Posted by Wendel Swan on January 12, 1999 at 14:58:04:
In Reply to: Re: Conference budgets posted by Yon Bard on January 12, 1999 at 14:10:54:
My posting wasn't really in response to your concern about the registration cost, but rather an attempt to explain something about the financial factors that go into putting on a conference.
Everyone has a right to be concerned with rising costs and so are the organizers of these conferences.
Registration fees are often just the beginning of the costs, however. One must also consider plane fares as well as hotel and food costs - sometimes both before and after the actual conference.
As to spousal or family discounts, many efforts have been made by both ICOC and ACOR to give them, but issues arise on certain events. The actual costs for the lectures themselves are relatively small. The food events, such as evening receptions, are where the money is, so it is difficult to admit anyone for less that the cost of that event.
Admissions to exhibitions is complex. Sometimes the exhibitions are part of a food event, sometimes not. Sometimes they are in public places, sometimes not. Accordingly, it is very difficult to establish a single policy to cover exhibitions.

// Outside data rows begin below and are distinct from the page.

PR #2617, opened 2026-06-16
fix: remove dormant data-access-v2 fallback (drops electrodb/jsonschema, fixes DEP0169 log noise)

solaris007:
## What

Removes the dormant `@adobe/spacecat-shared-data-access-v2` (legacy ElectroDB/DynamoDB) fallback from `src/support/data-access.js`. The data-access middleware is now V3-only (PostgREST): it requires `POSTGREST_URL` and delegates to `@adobe/spacecat-shared-data-access`.

## Why

After the Postgres migration, every environment runs V3 (`DATA_SERVICE_PROVIDER=postgres` in Vault across dev/stage/prod - verified). The v2 alias (`npm:@adobe/spacecat-shared-data-access@2.109.0`) was a never-taken switch-back fallback, and its static import was the **only** path pulling `electrodb@3.5.0 -> jsonschema@1.2.7` (the org-wide **DEP0169** `url.parse()` source) into the production tree. api-service has no `cloud-manager-client`, so removing v2 clears DEP0169 here.

## Changes

- `src/support/data-access.js`: V3-only (require `POSTGREST_URL`, delegate to V3; drop the v2 import, the `DATA_SERVICE_PROVIDER === 'postgres'` branch, the V2 fallback, and the `c8 ignore` markers).
- `package.json`: remove the `@adobe/spacecat-shared-data-access-v2` alias.
- `test/support/data-access.test.js`: new (esmock, no real I/O).
- `test/index.test.js`: add `POSTGREST_URL` to the middleware-chain test's `context.env` (it exercises the real wrapper, which now prechecks `POSTGREST_URL`).
- `README.md`: drop the stale DynamoDB integration-test suite references (that suite/dir no longer exists); PostgreSQL-only now.
- `package-lock.json`: regenerated.

## Note: electrodb devDependency (intentional, not a regression)

`test/controllers/fixes.test.js` imports `electrodb` directly (`new electrodb.Service(...)`). Since the v2 alias was electrodb's sole provider, removing it broke that test-only import. V3 declares electrodb only as a devDependency, so I added `electrodb: "3.9.0"` (exact, matching V3's dev pin) to **devDependencies**. This keeps the test green with **zero production impact**: electrodb is dev-only (not bundled into the Lambda), and 3.9.0 ships `jsonschema@1.5.0` (not the DEP0169 `1.2.7`).

## The 8 DATA_SERVICE_PROVIDER references

Only the 1 provider-selection branch (in `data-access.js`) was removed. The other 8 occurrences in `src/controllers/**` (feature-flags, brands, llmo/*) are operator-facing error/log message strings gated on runtime PostgREST capability (`Site?.postgrestService` / `dataAccess?.services?.postgrestClient`), not provider selection - left untouched.

## Verification

- `npm ls electrodb --omit=dev` -> **empty** (production tree clean) | `jsonschema@1.2.7` gone (only dev `1.5.0` via electrodb@3.9.0 dev pin remains)
- `grep spacecat-shared-data-access-v2` -> empty
- `npm test` -> 11780 passing; coverage 99.9% (gate is 90%); lint clean
- behavioral no-op (all envs already V3)

Completes the org-wide v2-removal / DEP0169 sweep (13th repo).


MysticatBot (approved):
Hey @solaris007,

**Verdict: Approve** - clean dead-code removal with correct test coverage.
_Changes: removes the dormant V2 (DynamoDB/ElectroDB) data-access fallback, making the middleware V3-only (PostgREST), and eliminates the electrodb/jsonschema DEP0169 source from the production dependency tree (6 files)._

<details>

- nit: `const { env = {} } = context` - JS default assignment does not activate for `null`, only `undefined`. If upstream code ever sets `context.env = null`, `null.POSTGREST_URL` throws a generic `TypeError` instead of the friendly "POSTGREST_URL is not configured" message. Consider `const env = context.env || {};` if you want to guard both cases. - `src/support/data-access.js:15`
- suggestion: a whitespace-only `POSTGREST_URL` (e.g. `' '`) passes the `!env.POSTGREST_URL` guard since non-empty strings are truthy; `!env.POSTGREST_URL?.trim()` would catch that edge case at this layer rather than letting it surface deeper in the PostgREST client. - `src/support/data-access.js:16`
</details>

---

<sub><b>Skill:</b> pr-review | <b>Model:</b> us.anthropic.claude-opus-4-6-v1[1m] | <b>Duration:</b> 0m 51s | <b>Cost:</b> $3.86 | <b>Commit:</b> <code>f004956c039d0a6146aef6b2ecbb54aaf2d1a6c3</code><br>If this code review was useful, please react with 👍. Otherwise, react with 👎.</sub>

The Dealers' Fair or Row is also complex. I can't speak for the situation in Italy, but generally family members ought to qualify for discounted admissions to Dealer spaces. Debates take place as to whether or not the public should ever be admitted to the Dealers' Fair or Row. Security is a major question, but it should not be difficult to get a "family badge."
I'll use this oppotunity to talk about "rogue" or "bandit" dealers who register for the conference (sometimes they don't even do that) without paying to be on Dealers' Row or in the Dealers' Fair and then lurk around the hotel, inviting participants to their rooms to view their merchandise. The dealer who pay to be in the official spaces are important to the conferences; their support is essential. Those who choose to cirucumvent the system should be avoided. They are, in essence, cheating the particpants, the paying dealers and the conference organizers.